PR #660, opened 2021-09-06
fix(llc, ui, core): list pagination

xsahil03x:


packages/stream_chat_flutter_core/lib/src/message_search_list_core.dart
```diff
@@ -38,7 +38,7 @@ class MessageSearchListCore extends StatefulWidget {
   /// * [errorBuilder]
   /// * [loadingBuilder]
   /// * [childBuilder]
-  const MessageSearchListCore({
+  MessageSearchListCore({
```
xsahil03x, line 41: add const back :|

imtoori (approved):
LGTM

○ ○ ○ ○ ○ ○ ○

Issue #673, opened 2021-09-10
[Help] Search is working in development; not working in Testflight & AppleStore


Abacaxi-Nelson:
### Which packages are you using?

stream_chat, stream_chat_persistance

○ ○ ○ ○ ○ ○ ○

Exercise details.
In the listing above, find the line containing "### Which packages are you using?" and the line containing "stream_chat, stream_chat_persistance", then quote both, plus every line between them, exactly as written.

Your response.
### Which packages are you using?

stream_chat, stream_chat_persistance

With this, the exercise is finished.